Проблемы, которые концепция ренты была предназначена решить, были в значительной степени порождены использованием неподходящей терминологии. Общие понятия, использовавшиеся в повседневной речи и обыденном мышлении, не отвечали требованиям праксиологических и экономических исследований. Ранние экономисты ошиблись, приняв их без сомнений и колебаний. Только того, кто наивно придерживается общих терминов земля и труд, может озадачить вопрос о том, почему земля и труд стоят и ценятся по-разному. Тот, кто не позволяет обмануть себя просто словам, а смотрит на значимость фактора для удовлетворения человеческих потребностей, считает в порядке вещей, что ценность и стоимость различных услуг различны.
Современная теория ценности и цен основана не на классификации факторов производства таких, как земля, капитал и труд. Ее основным делением является различие между благами высших и низших порядков, между благами производственного назначения и потребительскими благами. Когда в классе факторов производства она выделяет первичные (природные) факторы и, кроме того, в классе первичных факторов факторы, не связанные с человеческой деятельностью (внешние), и человеческие факторы (труд), это не разрушает единства рассуждений, касающихся определения цен на факторы производства.

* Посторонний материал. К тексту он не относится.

PR #3299, opened 2024-09-04
refactor: update Renku 2.0 APIs

leafty:
Update the Renku 2.0 projects API to follow https://github.com/SwissDataScienceCenter/renku-data-services/pull/347.

Also, refactor the API file organization.


leafty:
TODO: re-introduce `"post secrets for session launch"` hack to make this work; add an issue to re-haul state management during session launch, as hacks SHOULD NOT be necessary.

PR #3301, opened 2024-09-09
refactor: separate V1 cloud storage UI elements from V2 data connectors

ciyer:
The old implementation used the `CloudStorageModal` component, which was shared been v1 cloud storages and v2 data sources. These changes introduce a new DataConnectorModal component for use in v2 code and removes v2 references from CloudStorageModal.

/deploy renku=ciyer/ui-3275-data-source


leafty (approved):
Looks good! :clap:

PR #198, opened 2021-05-06
Add subcommands

joseeMDS:
This is the progress i have made so far, i still have to add `safe_run` equivalent for each command, but my main question right now is if running a shell script in OCaml is a good idea, maybe we could convert `gen_c` and `gen_ocaml` into `gen/lib/Generate.ml`? and then just call `Generate.main` like in the simplify command.  what do you think?


mjambon:
Looks great so far!

mjambon:
> my main question right now is if running a shell script in OCaml is a good idea, maybe we could convert `gen_c` and `gen_ocaml` into `gen/lib/Generate.ml`?

I wrote `gen-c` and `gen-ocaml` in bash because it was quick for me to set up. I think the main arguments for switching to ocaml are:
* It's more appealing to contributors, who are familiar with ocaml but may not be comfortable with bash and all its gotchas.
* It doesn't add complexity since we already have dune set up.

The cons are:
* I don't like the syntax of non-shell languages (python, ocaml etc.) for dealing with external commands and IO redirections.
* As a consequence I'm not familiar with writing this kind of code in ocaml.

Of course, if you're interested in doing this translation work for `gen-c` and `gen-ocaml`, that would be great. Do you have a plan in mind, like using [shcaml](https://tov.github.io/shcaml/doc/) maybe? From the docs, it seems like a totally new world with a lot of things to (re)learn rather than mapping 1:1 with shell scripts. For example, how would we translate `mkdir -p folder; cp file folder`? Should we call `cp` or use an ocaml function for copying files? If there was a good collection of how-to guides that might help.

joseeMDS:
Hmmm, `Sys` and maybe the `Unix` module should be enough, but there are a few things that can be annoying, like `Sys.mkdir` is only available in OCaml >= 4.12, and `Unix.mkdir` would not work on windows, so maybe the best option is use the scripts, now my question is what we should do to find them, maybe rely on some env var?

mjambon:
Most of the `Unix` works on Windows. I don't think our scripts do anything that wouldn't work on Windows: creating, editing, inspecting files and folders; running commands in the foreground.

If we keep the scripts as is, we should be able to install them into opam's `bin` or other folder managed by opam which is in the opam user's PATH. How about we just rename the scripts by sticking an `ocaml-tree-sitter-` prefix and install them alongside other executables in opam?

joseeMDS:
Yeah, this should be enough, i will rename the scripts and add the safe commands functions

mjambon:
There's a conflict on `gen-c`.

It looks good, thank you. Let's merge this if it passes the tests!

mjambon (approved):

mjambon:
oops, the CI tests didn't run, I think because the branch comes from an external repo.

mjambon:
I think I enabled CircleCI for external pull requests now.

mjambon:
Sorry about the mess, @joseeMDS. I reverted master, and pushed your original branch to this repo, under the name `add-subcommands` so you can recover it if it was deleted from your repo.

I made a new PR just to see what the tests tell us, and so far I saw the following:
* need to run `pre-commit run -a` to reformat the files (see instructions in the main readme)
* some scripts are still calling `gen-c` (old name)

If you take the branch and make another PR, you should be able to see the CircleCI build tests running. It should look like this:
image

PR #202, opened 2021-05-12
Add subcommands

joseeMDS:
Same as #198 but now with CI running to check the tests, and fix the scripts names


joseeMDS:
oh, there are some conflicts with the scripts name and ocaml-tree-sitter binary, not sure why

joseeMDS:
Okay, looks like when naming the scripts like `ocaml-tree-sitter-*`, the binary will try to execute it as a subcommand, so how we should name the scripts?

mjambon:
The problem is that [the call to ocaml-tree-sitter](https://github.com/joseeMDS/ocaml-tree-sitter/blob/f6cd3b0b018c20d2e59cf2a6b5c2e63358e135a8/scripts/ocaml-tree-sitter-gen-ocaml#L140-L144) now requires a subcommand. It thinks that `seq` (the first argument) is the subcommand.

I suggest creating a short subcommand for the what used to be the only mode of operation of ocaml-tree-sitter. I.e. `ocaml-tree-sitter [ARGS]` would become `ocaml-tree-sitter gen [ARGS]`. The command-line `--help` should then list both `gen` and `simplify` as subcommands.

joseeMDS:
The test are passing, but the semgrep action failed, looks like there is no authentication token @mjambon, anyway i will add a commit improving help page and i think that's all

mjambon:
> the semgrep action failed

I set this up yesterday for this repo, and it's not working for you because you're on a forked repo and need an access token. I think you could set one up if you wanted to. We might want to improve the error message produced by semgrep.

Anyway, don't worry about semgrep failing.

mjambon:
> The tests are passing

:tada: awesome, let's merge!

mjambon (approved):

Закон, управляющий установлением цен на факторы производства, одинаков для всех классов и экземпляров этих факторов. То, что различные услуги, оказываемые этими факторами, ценятся, стоят и ведут себя по-разному, может удивить только людей, не видящих этой разницы в полезности. Тот, кто слеп к достоинствам живописи, может считать странным, что коллекционеры должны платить за работы Веласкеса больше, чем за работы менее одаренного художника, а для человека понимающего это очевидно. Фермера не удивляет, что за более плодородную землю покупатели платят более высокие цены, а арендаторы более высокую арендную плату, чем за менее плодородную. Единственная причина, почему старые экономисты были озадачены этим фактом, состоит в том, что они оперировали общим термином земля, игнорировавшим разницу в производительности.
Величайшей заслугой теории Рикардо является положение о том, что предельная земля не приносит никакой ренты. От этого знания всего один шаг до открытия принципа субъективности оценок. Однако, ослепленные понятием реальных издержек, ни классические экономисты, ни их эпигоны не сделали этого шага.